Außerdem werden Weiße hier Mzungu (für eine Person) bzw Wazungu (für mehrere) genannt. Mir ist das echt unangenehm. Es hat erstmal keine Wertung in der Aussage, sondern ist einfach eine sachliche Feststellung oder eine Benennung ohne den Namen zu wissen. Dennoch gibt es ja etwas, was dazu motiviert mich zu benennen und andere nicht.
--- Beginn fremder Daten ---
PR #397, opened 2020-07-17
Round robin

Bolodya1997:
Restart of https://github.com/networkservicemesh/sdk/pull/387


pkg/tools/algorithm/roundrobin/roundrobin_test.go
```diff
@@ -0,0 +1,59 @@
...
+
+package roundrobin
+
+import (
+	"testing"
+
+	"go.uber.org/goleak"
+)
+
+type rrtests struct {
```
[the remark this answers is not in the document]
Bolodya1997: Thanks, got it.

pkg/tools/algorithm/roundrobin/roundrobin_test.go
```diff
@@ -0,0 +1,59 @@
...
+	name  string
+	size  []int
+	index []int
+}
+
+var tests = []rrtests{
```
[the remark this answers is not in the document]
Bolodya1997: I've reworked test cases so the algorithm has been changed :)

pkg/networkservice/common/roundrobin/round_robin_selector.go
```diff
@@ -19,35 +19,28 @@
...
+
+	"github.com/networkservicemesh/sdk/pkg/tools/algorithm/roundrobin"
 )
 
 type roundRobinSelector struct {
-	// TODO - replace this with something like a sync.Map that doesn't require us to lock all requests for a simple
-	// selection
-	sync.Mutex
-	roundRobin map[string]int
+	roundRobin *roundRobinMap
```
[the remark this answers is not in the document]
Bolodya1997: Yep

pkg/networkservice/common/roundrobin/round_robin_selector.go
```diff
@@ -19,35 +19,28 @@
...
 }
 
 func newRoundRobinSelector() *roundRobinSelector {
 	return &roundRobinSelector{
-		roundRobin: make(map[string]int),
+		roundRobin: &roundRobinMap{},
```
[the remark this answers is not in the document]
Bolodya1997: Done

pkg/networkservice/common/roundrobin/round_robin_selector.go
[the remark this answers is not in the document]
Bolodya1997: I guess `nsRoundRobins` is going to be OK for this.

pkg/tools/algorithm/roundrobin/roundrobin.go
```diff
@@ -0,0 +1,32 @@
...
+
+// RoundRobin contains index
+type RoundRobin struct {
+	index uint32
+}
+
+// Index returns a new index for the given size
+func (r *RoundRobin) Index(size int) int {
+	return int((atomic.AddUint32(&r.index, 1) - 1) % uint32(size))
+}
```
edwarnicke, line 32: Question... why not just keep this in the roundrobin chain element... its small and elegant and easily localized there :)

Bolodya1997: We want to reuse it in SR-IOV to round robin across the PF/VF.

pkg/tools/algorithm/roundrobin/roundrobin.go
```diff
@@ -0,0 +1,32 @@
...
+)
+
+// RoundRobin contains index
+type RoundRobin struct {
+	index uint32
+}
+
+// Index returns a new index for the given size
+func (r *RoundRobin) Index(size int) int {
+	return int((atomic.AddUint32(&r.index, 1) - 1) % uint32(size))
```
denis-tingajkin, line 31: What will happen when r.index has achieved uint32 max?

pkg/tools/algorithm/roundrobin/roundrobin.go
```diff
@@ -0,0 +1,32 @@
...
+// Package roundrobin provides a selection by round robins algorithm
+package roundrobin
+
+import (
+	"sync/atomic"
+)
+
+// RoundRobin contains index
+type RoundRobin struct {
+	index uint32
```
denis-tingajkin, line 26: Can we use atomic and store size inside RoundRobin instead of passing it via parameter for function `Index`?
```suggestion
	index uint32
	size uint32
```

pkg/tools/algorithm/roundrobin/roundrobin.go
Bolodya1997: It will be zeroed, so some options can be skipped on the 100500+ iteration.

pkg/tools/algorithm/roundrobin/roundrobin.go
Bolodya1997: If we do it like that, there will be a such a problem to use `RoundRobin` with mutable options list.

pkg/tools/algorithm/roundrobin/roundrobin.go
denis-tingajkin: I'm not sure that it is a good approach.

haiodo:
I think do we really require a round-robin selector, or it should be balance chain element to select a working one with some passed selection alghorithm.

pkg/tools/algorithm/roundrobin/roundrobin.go
Bolodya1997: @edwarnicke 
Was this chain element designed as a load balancer for all new incoming connection requests? Or should it be context-local and contain a simple for-loop to discover an accessible endpoint for a single new incoming request?

Issue #408, opened 2020-07-26
Rewrite registry expire to not use mutexes


edwarnicke:
The expire registry chain element uses mutex, resulting in purely unnecessary contention:

https://github.com/networkservicemesh/sdk/blob/master/pkg/registry/common/expire/nse_server.go#L30

this will result in only one register/unregister being processable at a time, and will also block *all* register/unregister calls when handling expiration:

https://github.com/networkservicemesh/sdk/blob/master/pkg/registry/common/expire/nse_server.go#L70

Better to use a serialize.Executor which would not require blocking by the Register or Unregister calls.

edwarnicke:
I'm also curious why expire is a wrapper and not a chain element :)

denis-tingajkin:
Nice catch, will do! Thanks :)

PR #410, opened 2020-08-01
Rewrite registry expire to not use mutexes

denis-tingajkin:

## Motivation

https://github.com/networkservicemesh/sdk/issues/408


pkg/registry/common/expire/nse_server.go
```diff
@@ -21,31 +21,37 @@ import (
...
 
 func (n *nseServer) setPeriod(d time.Duration) {
 	n.period = d
 }
 
 func (n *nseServer) Register(ctx context.Context, nse *registry.NetworkServiceEndpoint) (*registry.NetworkServiceEndpoint, error) {
-	n.once.Do(n.monitor)
-	r, err := n.server.Register(ctx, nse)
+	n.once.Do(func() {
+		n.server = next.NetworkServiceEndpointRegistryServer(ctx)
```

Dass ich weiß bin und in einer Umgebung aufgewachsen bin, in der weiß sein die Norm war, wusste ich schon. Und ich wusste auch, dass es Orte gibt, in denen Weiße eine Minderheit sind. Was das aber konkret mit sich bringt, wie sich das anfühlt und welche Gedanken da hoch kommen, stelle ich erst jetzt so richtig fest. Bei diesem Thema bin ich jedenfalls noch nicht fertig wahrzunehmen und zu überlegen, wie ich damit eigentlich umgehen möchte.

Ist Klimawandel usw. ein Thema oder gar nicht? Als am 20. September die großen Klima-Demos waren, habe ich an Dich gedacht: da war immer von der „weltweiten“ Beteiligung die Rede. In Daressalam vielleicht auch?
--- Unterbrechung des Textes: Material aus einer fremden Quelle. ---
PR #420, opened 2020-08-10
Add common FS watcher tool

Bolodya1997:
Add `fswatcher.WatchOn(paths...)`.

### DIFF
--- a/pkg/networkservice/common/excludedprefixes/server.go
+++ b/pkg/networkservice/common/excludedprefixes/server.go
@@ -47,30 +47,15 @@ type excludedPrefixesServer struct {
 
 func (eps *excludedPrefixesServer) init() {
 	logger := trace.Log(eps.ctx)
-	onUpdate := func(_ fsnotify.Event) error {
-		bytes, err := ioutil.ReadFile(filepath.Clean(eps.configPath))
+	onUpdate := func(event fsnotify.Event) error {
+		configPath, err := filepath.Abs(event.Name)
 		if err != nil {
-			logger.Errorf("An error during read file %v, error: %v", eps.configPath, err.Error())
-			return err
+			logger.Warnf("error getting config path from the event, try to use the stored path")
+			return eps.updatePrefixPool(eps.configPath)
 		}
-		source := struct {
-			Prefixes []string
-		}{}
-		err = yaml.Unmarshal(bytes, &source)
-		if err != nil {
-			logger.Errorf("Can not create unmarshal prefixes, err: %v", err.Error())
-			return err
-		}
-		pool, err := prefixpool.New(source.Prefixes...)
-		if err != nil {
-			logger.Errorf("Can not create prefixpool with prefixes: %+v, err: %v", pool.GetPrefixes(), err.Error())
-			return err
-		}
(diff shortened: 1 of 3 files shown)


pkg/tools/fswatcher/watcher.go
```diff
@@ -0,0 +1,37 @@
...
+// See the License for the specific language governing permissions and
+// limitations under the License.
+
+// Package fswatcher provide common tools for FS watching
+package fswatcher
+
+import "github.com/fsnotify/fsnotify"
+
+// WatchOn creates a FS watcher on given ...paths
+func WatchOn(paths ...string) (*fsnotify.Watcher, error) {
```
denis-tingajkin, line 23: Can we also move [goroutine](https://github.com/networkservicemesh/cmd-forwarder-sriov/blob/5aee0083a1c36299ec55d9d9f887abcbe5b333ae/local/sdk-sriov/pkg/k8s/manager.go#L128) spawn?
```suggestion
func WatchOn(paths ...string) (*fsnotify.Watcher, error) {
```

edwarnicke:
Why not just use fswatcher directly... we are shaving a super super small number of lines at the expense of obscuring what we are doing (using a fairly standard API).

pkg/tools/fswatcher/watcher.go
Bolodya1997: I've moved select logic. Not sure if we want to create goroutine inside of it.

pkg/networkservice/common/excludedprefixes/server.go
```diff
@@ -44,26 +47,35 @@ type excludedPrefixesServer struct {
 
 func (eps *excludedPrefixesServer) init() {
 	logger := trace.Log(eps.ctx)
-	updatePrefixes := func(bytes []byte) {
+	onUpdate := func(_ fsnotify.Event) error {
+		bytes, err := ioutil.ReadFile(filepath.Clean(eps.configPath))
```
denis-tingajkin, line 51: Can we here extract path from the event?

Bolodya1997: Yes, we can get `event.Name` and it should be the path for the file triggered the event.

denis-tingajkin, line 51: Please use `event.Name` because in future excludedPrefixesServer can listen to a few files.

Bolodya1997: Woop! I've tried in and double checked - `event.Name` is a relative path to the file :(
So we really can't do nothing with this...

denis-tingajkin: Do not think so. 
1. You can look at os.Executable...
2. You can look at https://golang.org/src/path/filepath/path.go?s=7016:7053#L232

Bolodya1997: FIxed

denis-tingajkin:
@edwarnicke Do you mind this approach?

denis-tingajkin:
https://github.com/networkservicemesh/sdk/blob/master/pkg/tools/fs/utils.go#L35

PR #423, opened 2020-08-11
First step to including Upstream PR info in downstream commit.

edwarnicke:


edwarnicke:
This PR will create a Commit message that in a followup PR we can start using for pushing downstream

Klimawandel ist schon auch ein Thema. ZB wurden in Tanzania Plastiktüten verboten. Nun weiß ich garnicht wie es vorher war und was sich verändert hat. Wenn man etwas auf dem Markt kauft, wird es in Papiertüten oder verpackt. Wenn man sich Backwaren kauft, werden sie in Zeitungspapier verpackt (wie gesund das ist, weiß ich allerdings auch nicht). Außerdem laufen überall Verkäufer mit so Mehrweg-Taschen rum.
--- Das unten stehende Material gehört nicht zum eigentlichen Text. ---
PR #437, opened 2020-08-15
Add workload api spire helper function for fetching sources

denis-tingajkin:

## Motivation

This PR adds helper function for spire workloadapi. The function uses default spire parameters which can be used in each cmd application such as spire socket path, logging from context, selecting svid based on executable name.

### DIFF
--- a/pkg/tools/spire/workloadapi.go
+++ b/pkg/tools/spire/workloadapi.go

Ansonsten gibt es hier ein großes Problem mit Müll, würde ich sagen. Einige Menschen werfen ihren Müll auf den Boden wo auch immer sie gerade sind. Dadurch liegt überall viel Müll rum. Es gibt nicht so öffentliche Mülltonnen in der Stadt. Ich hab aber jetzt Orte entdeckt an denen an der Wand etwas steht wie „Müll bitte hierhin werfen“. Wenn ich aber nicht zufällig solch eine Ecke entdecke, was soll ich mit meinem Müll machen? Außerdem hab ich mich mit einem aus der Gemeinde unterhalten. Er findet es auch ein großes Problem und er sagt, dass es ein Umdenken bei den Menschen geben muss. Er würde seine Kinder anders erziehen. Und ich habe auch schon mitbekommen, wie er Kinder hier in der Gemeinde darauf aufmerksam gemacht hat, als sie Müll haben fallen lassen. Außerdem meint er, dass da die Regierung ran muss und mehr darüber aufklären und Möglichkeiten zur Entsorgung schaffen. Es ist nicht unbedingt ein individuelles Problem, sondern vorallem ein politisches. In Stonetown sehe ich jeden Morgen eine Müllabfuhr, die den Müll aus den Straßen auffegt und mitnimmt. Häufig sehe ich kleine, private Feuer, bei denen Müll verbrannt wird.
Von Demonstrationen zum Klimawandel hab ich nichts mitbekommen. Über die Homepage von Fridays For Future habe ich aber Arusha, Dar, Moshi, Nyangao und Ruvuma in einer Liste entdeckt. In Arusha und Moshi gibt es wohl wöchentliche Demos.

 

Wenn ihr habt, lasst mir weitere Fragen gern zukommen. Ich versuche sie bestmöglich zu beantworten. Danke auch für die Kommentare hier im Blog oder persönlich – ich freue mich sehr darüber!